In fact, this series of edicts aimed at Villici, stewards of the royal domains, and it begins:
- "We, Charles the First, want our estates, we have made for our needs, our services are fully and not to other men. "
- "What our domesticity is well treated and is led to poverty per person ... "
- "What every director has his office in good workers, that is to say, blacksmiths, goldsmiths or silversmiths, shoemakers, tanners ... "(Follows a long list of dozens of occupations).
The real author and the date of this long text, including the only extant copy is kept in the Library Wolfenbutte in Germany , we are (as is often the case for Carolingian manuscripts) unfortunately unknown.
However, for this impressive result of 120 articles (the famous capitulation) Charlemagne heard, eight centuries before Sully , completely reforming the agriculture and the administration of his estates, vast as they stretched from Germany to Spain. Areas, which, it must be said, some, including the West, Francie , were known and recognized for being badly managed and maintained. It is obvious that this Ordinance , a real sum, highly technical, some forty pages, has certainly been written verbatim by Charlemagne, although it intended it, the political, economic and culture. However, some authors suggest it might participate in certain items such as: Hunting with hounds, the hunt, falconry.
This text, which looks and painstakingly described many things and activities: Crafts , and Fabrics and Clothing, the hunt , the Butcher , the medicine and especially Botany and Agriculture pillars of power , but also to authority vested in the Queen, Education and the establishment of schools, etc.., could not, obviously, be written by one man, but rather by a full team, team which must necessarily be led by one (or more) head (s) very capable (s). It is a collective work: one of the first of its kind.
In an attempt to attribute authorship to this famous chapter, Charlemagne - who spent most of his time hunting, waging war and health care (he suffered from rheumatism disabling) - is, by majority, dismissed most of the 120 articles (though we it has been in itself dictate a few), there are only scholars, scientists of the time, first and foremost come the monks.
In contrast, other areas in order: the authority vested in the Queen, the prostitution , the hunt , the hunting with hounds , the Falconry , an appeal has been asked to necessarily noble (more or less) familiar these exercises. Some authors speak here of Charlemagne himself.
Education
Alcuin is those to whom we owe the recovery of a true teaching of liberal arts. The structure of the seven liberal arts ( trivium and quadrivium ) was derived from Martianus Capella , the sixth century , Cassiodorus had developed the trivium, and Boethius the quadrivium. It was the Venerable Bede who transmitted to the west of the high Middle Ages the liberal arts , with the computation.

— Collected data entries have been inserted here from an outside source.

PR #771, opened 2022-10-04
Noindex dev domains via middleware

masonmcelvain:
This is a simpler approach to noindexing dev domains. We couldn't use it before because it caused Cypress to fail the collection scroll test. Now that this passes tests we prefer to use it.

## QA

Make sure the previews are no-indexed. (see #734)

PR #779, opened 2022-10-06
Noindex previews via middleware

masonmcelvain:
Instead of noindexing dev domains in getServerSideProps, we can noindex all pages via a middleware.

We tried deploying this in #771, and it started noindexing www.ifixit.com. Let's log the `nextUrl` so we can see what values are on the client and the server.


masonmcelvain:
dev_block ✌🏻 for debugging

danielbeardsley:
Oh of course! The `Host` header *has* to be `react-commerce-prod.vercel.app` otherwise, vercel wouldn't know where to send the request. Bummer that we didn't catch it.

masonmcelvain:
QA ✌🏻 the previews are noindexed with `X-Robots-Tag`. un_dev_block ✌🏻

frontend/middleware.ts
```diff
@@ -0,0 +1,11 @@
+import { NextResponse } from 'next/server';
+import type { NextRequest } from 'next/server';
+import { PROD_USER_AGENT } from '@config/constants';
+
+export function middleware(request: NextRequest) {
+   const init =
+      request.headers.get('user-agent') === PROD_USER_AGENT
+         ? undefined
+         : { headers: { 'X-Robots-Tag': 'noindex, nofollow' } };
+   return NextResponse.next(init);
```
danielbeardsley, line 10: Can you link to something that indicates this is how to mutate the response?

The docs only say:

> next() - Returns a NextResponse that will continue the middleware chain 

The docs I've seen don't mention this function taking any arguments.

danielbeardsley (approved):
CR :+1:   But deploy_block :+1:  on a question.

frontend/middleware.ts
masonmcelvain: oh oopsies that's not what you're asking

masonmcelvain: Here's the source of `NextResponse.next()`

https://github.com/vercel/next.js/blob/24b600303f2e8074c32b79d9b799ade85772d75e/packages/next/server/web/spec-extension/response.ts#L80-L85

danielbeardsley: Thanks!

danielbeardsley:
un_deploy_block :+1:

masonmcelvain:
I don't see no-index header on [www.ifixit.com/Parts](http://www.ifixit.com/Parts), but it is present on react-commerce-prod.vercel.app :tada:

image

image

PR #778, opened 2022-10-05
Revert "Noindex dev domains via middleware"

masonmcelvain:
Reverts iFixit/react-commerce#771

This is noindexing www.ifixit.com/Parts, yikes!

image

PR #780, opened 2022-10-06
Stop noindexing prod

masonmcelvain:
Reverts #734 

Also adds some logging so we can find out what Next thinks the hostname is, because comparisons against `www.ifixit.com` seem to be false in prod.

## QA

Make sure the previews don't have `X-Robot-Tag` header

Connects #778


masonmcelvain:
I'm confused why the header is still there. I wonder if it's being added by code that isn't ours, since it's missing `nofollow` now.

image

Alcuin encouraged the proliferation of copy shops ( scriptoria ) that allowed the dissemination of sacred texts as well as secular works of the ancient Roman.
Sources for this chapter
- Abbey of Saint-Benoit-sur-Loire: The Chapter of Villis
- Hunting Cernex (Association): Bibliography
Works of Alcuin
- Patrologia Latina, 1863.
- De grammatica
- From orthographia, 1997.
- De Dialectica
- De animae ratione
- De Trinitate
- Dialogue on rhetoric and the virtues
- "De Ville". (?).
Studies Alcuin
- John Hollin (ed.), The first teachers, ISF, 2002 150-174 (by Pierre Riche).
- Pierre Riche, Schools and Education in the High Middle Ages (1979), Picard, 1999.
See also
Related articles
External Links
- [4] Alcuin and musicology
- (The) works of Alcuin (The latin library)
- (En) Bible from the seventh to twelfth century
- (En) Policy considerations and practice of power in the work of Alcuin by Christiane Veyrard-Cosme.